SDLGASFeb 26, 2021

Towards Explaining Expressive Qualities in Piano Recordings: Transfer of Explanatory Features via Acoustic Domain Adaptation

arXiv:2102.13479v12 citations
Originality Incremental advance
AI Analysis

This work addresses the challenge of explaining expressive qualities in specialized acoustic domains like solo piano music for music information retrieval, though it is incremental as it builds on existing domain adaptation techniques.

The authors tackled the problem of poor generalization of emotion prediction models to solo piano music by using unsupervised domain adaptation with receptive-field regularized deep neural networks, resulting in significantly improved generalization and better prediction of expressive qualities in classical piano performances as perceived by humans.

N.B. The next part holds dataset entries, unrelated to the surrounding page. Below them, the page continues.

PR #3, opened 2014-01-16
Added Project Naming Strategy check to existing folder names

christ66:
Currently the Project Naming Strategy only works for Jobs when force existing is true. This pull request enables the Project Naming Strategy when forced enabled is enabled.


bitwiseman:
Ancient.  Please comment if you want to pick up the PR.

PR #10, opened 2015-03-21
[JENKINS-23879] Add a move command CLI operation

christ66:
WIP because I need to add a few more tests.

@reviewbybees

### DIFF
--- a/src/main/java/com/cloudbees/hudson/plugins/folder/relocate/MoveCommand.java
+++ b/src/main/java/com/cloudbees/hudson/plugins/folder/relocate/MoveCommand.java
@@ -1,0 +1,62 @@
+/*
+ * The MIT License
+ *
+ * Copyright (c) 2015 CloudBees., Steven Christou
+ *
+ * Permission is hereby granted, free of charge, to any person obtaining a copy
+ * of this software and associated documentation files (the "Software"), to deal
+ * in the Software without restriction, including without limitation the rights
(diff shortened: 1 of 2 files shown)


daniel-beck:
I'd like to see a test that shows that builds of the moved project are available in the new location. I have serious doubts this happens.

src/main/java/com/cloudbees/hudson/plugins/folder/relocate/MoveCommand.java
```diff
@@ -0,0 +1,62 @@
...
+    @Override
+    protected int run() throws Exception {
+        Jenkins jenkins = Jenkins.getInstance();
+        if (jenkins.getItemByFullName(dst) != null) {
+            stderr.println("Job " + dst + " already exists.");
+            return -1;
+        }
+
+        jenkins.copy(src, dst).save();
+        jenkins.remove(src);
```
jglick: This is not even close to correct. You must use `RelocationHandler`. See `RelocationAction.doMove`.

jglick: (The “close to correct” version would call `Items.move`, as `StandardHandler` does. That would take care of moving build history, for example; the tests for that are already in core. It would not handle additional features injected by other `RelocationHandler`s such as are added by `cloudbees-folders-plus`.)

bitwiseman:
Stale. Closing for now.  Please feel free to reopen if appropriate.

Emotion and expressivity in music have been topics of considerable interest in the field of music information retrieval. In recent years, mid-level perceptual features have been suggested as means to explain computational predictions of musical emotion. We find that the diversity of musical styles and genres in the available dataset for learning these features is not sufficient for models to generalise well to specialised acoustic domains such as solo piano music. In this work, we show that by utilising unsupervised domain adaptation together with receptive-field regularised deep neural networks, it is possible to significantly improve generalisation to this domain. Additionally, we demonstrate that our domain-adapted models can better predict and explain expressive qualities in classical piano performances, as perceived and described by human listeners.